Goal
A systematic study of ceramic matrix graphene composites, including processing and microstructural, mechanical and electrical characterization is proposed in this project, with the aim of improving the comprehension of mechanisms controlling these properties when adding graphene nanostructures to a ceramic matrix.
Both alumina and yttria tetragonal zirconia (3YTZP) graphene composites will be processed by means of colloidal techniques. Special attention will be devoted to the dispersion of graphene in the ceramic matrix which is not a straightforward aspect, but is key to improve mechanical and functional properties. Sintering will be carried out by spark plasma sintering, SPS. Conditions will be optimized in order to obtain fully dense composites with nanometric grain size. Microstructural analysis will be performed by X ray diffraction, Raman spectroscopy, scanning and transmission electron microscopy (SEM and TEM).
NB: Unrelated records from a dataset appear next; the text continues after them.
PR #2282, opened 2015-08-19
additional SSL bindings

reaperhulk:
refs #2268 

This should steal the easy parts, but might still need a tweak or two.

One unfortunate thing about de-opaquing structs is that OpenSSL 1.1 will break this (as structs are all opaque and accessor functions exist). We'll cross that bridge when 1.1 comes out though...

### DIFF
--- a/src/_cffi_src/openssl/ssl.py
+++ b/src/_cffi_src/openssl/ssl.py
@@ -242,19 +242,21 @@ void SSL_CTX_set_client_CA_list(SSL_CTX *, Cryptography_STACK_OF_X509_NAME *);
 
 /*  SSL_SESSION */
 void SSL_SESSION_free(SSL_SESSION *);
-int SSL_SESSION_print(BIO *, const SSL_SESSION *);
 
 /* Information about actually used cipher */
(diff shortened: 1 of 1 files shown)


reaperhulk:
More things need fixing, will look at it soon ;)

MiWCryptAnalytics:
@reaperhulk you rock! Having the 
<code>
int SSL_SESSION_print(BIO *fp, const SSL_SESSION *ses);
 char *SSL_CIPHER_description(const SSL_CIPHER *, char *buf, int size);
</code> functions is great! 

Presently I am accessing the SESSION struct attributes but being able to regex the SESSION_print output should offer the same visibility of the struct attribs
<code>
size_t tlsext_ticklen;
long tlsext_tick_lifetime_hint;
</code>
This is nice because the function exists in 0.9.8e (RHEL5) and the string simply wont contain the TLS ticket value. Later versions with TLSext will print these values.
If I recall the print function is only used in app s_client/s_server but its somewhat like an accessor function and one can use it until we have proper ones. They won't exist in 0.9.8e however ;-)

PR #2285, opened 2015-08-20
raise an error if trying to install on PyPy < 2.6

### LINKED ISSUE #2283: Installing cryptography with old pypy builds (and caches) bad wheels
If I install cryptography with pypy 2.5.1, the new cffi build mechanism isn't invoked and I get an installed package without any of the compiled modules. However, pip builds and caches `cryptography-1.0-py2-none-any.whl` which is platform-independent (because it has no compiled modules). This bad wheel then gets used for any further installs with any Python 2 interpreter, and happily installs a cryptography without any of the interesting bits.

To illustrate with an example:
```console
root@e1ffcbbe8f9d:/foo$ # Before cryptograpy is installed:
root@e1ffcbbe8f9d:/foo$ find ~/.cache/pip/wheels -name 'cryptography*'
root@e1ffcbbe8f9d:/foo$ /env-pypy-2.6.0/bin/pypy -c 'import cryptography.hazmat.bindings._openssl' 2>&1 | grep ImportError
ImportError: No module named cryptography

root@e1ffcbbe8f9d:/foo$ # Install cryptography using old pypy:
root@e1ffcbbe8f9d:/foo$ /env-pypy-2.5.1/bin/pip install cryptography -q
root@e1ffcbbe8f9d:/foo$ find ~/.cache/pip/wheels -name 'cryptography*'
/root/.cache/pip/wheels/6d/db/24/a5bbe660e3b632abb007ba6d8c91b5fa51a83bb53544c16709/cryptography-1.0-py2-none-any.whl

root@e1ffcbbe8f9d:/foo$ # After that, install cryptography using new pypy:
root@e1ffcbbe8f9d:/foo$ /env-pypy-2.6.0/bin/pip install cryptography -q
root@e1ffcbbe8f9d:/foo$ find ~/.cache/pip/wheels -name 'cryptography*'
/root/.cache/pip/wheels/6d/db/24/a5bbe660e3b632abb007ba6d8c91b5fa51a83bb53544c16709/cryptography-1.0-py2-none-any.whl

root@e1ffcbbe8f9d:/foo$ # The installed cryptography is now broken:
root@e1ffcbbe8f9d:/foo$ /env-pypy-2.6.0/bin/pypy -c 'import cryptography.hazmat.bindings._openssl' 2>&1 | grep ImportError
ImportError: No module named cryptography.hazmat.bindings._openssl
```

I think a reasonable solution is to explicitly fail to build or install on older versions of pypy. This would prevent the broken wheel from being being built, and would also give a useful error at install time instead of silently installing a nonfunctional cryptography.

reaperhulk:
fixes #2283 

Does `RuntimeError` make sense here?

### DIFF
--- a/setup.py
+++ b/setup.py
@@ -45,7 +45,13 @@ if sys.version_info < (3, 4):
 if sys.version_info < (3, 3):
     requirements.append("ipaddress")
 
-if platform.python_implementation() != "PyPy":
+if platform.python_implementation() == "PyPy":
+    if sys.pypy_version_info < (2, 6):
+        raise RuntimeError(
+            "cryptography 1.0 is not compatible with PyPy < 2.6. Please "
+            "upgrade PyPy to use this library."
+        )
+else:
     requirements.append("cffi>=1.1.0")
     setup_requirements.append("cffi>=1.1.0")
 


alex:
`RuntimeError` seems fine

setup.py
```diff
@@ -45,7 +45,13 @@
 if sys.version_info < (3, 3):
     requirements.append("ipaddress")
 
-if platform.python_implementation() != "PyPy":
+if platform.python_implementation() == "PyPy":
+    if sys.pypy_version_info < (2, 6):
+        raise RuntimeError(
+            "cryptography 1.0 is not compatible with PyPy < 2.6. Please "
+            "upgrade PyPy or use an older version of cryptography."
```
alex: Drop the "older version of cryptography" bit. Dont' give people a wrong solution :-)

reaperhulk: Hehe, I was conflicted about that myself.

PR #2292, opened 2015-08-22
set the default stringmask to utf8

### LINKED ISSUE #2291: Use utf-8 strings in generated certs
Currently when adding unicode string to cert it end up as t61string or bmpstring.
Those are really ancient formats that are annoying to support in new code.

With some digging I would following workaround:

```
backend._lib.ASN1_STRING_set_default_mask_asc(b"utf8only")
```
As the comment says:

>  utf8only : only use UTF8Strings (RFC2459 recommendation for 2004)

Please make it default.  There are already bunch of root certs using this setting, so it's safe to enable for private certs too, at 2015...

reaperhulk:
This corrects a problem where older OpenSSL versions don't do this by default. fixes #2291

### DIFF
--- a/src/cryptography/hazmat/backends/openssl/backend.py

The present crystallographic phases, grain size and distribution of graphene nanostructures will be evaluated. In order to design advanced materials, it is necessary to study the relationship between microstructure and mechanical or electrical properties. Room temperature mechanical properties (hardness, fracture toughness and flexural resistance) will be characterized by indentation and bending tests at macro and microscopic scales. At high temperature, the plastic behavior of these ceramic-graphene composites will be assessed by creep tests under controlled atmosphere. Tribological behavior of the composites will also be studied to evaluate their resistance to wear. The electrical response will be assessed in a wide range of temperatures by means of complex impedance spectroscopy or by direct current conductivity measurements in the composites with lower resistivity. This is a most interesting property since it can be strongly increased when incorporating graphene to these ceramic systems.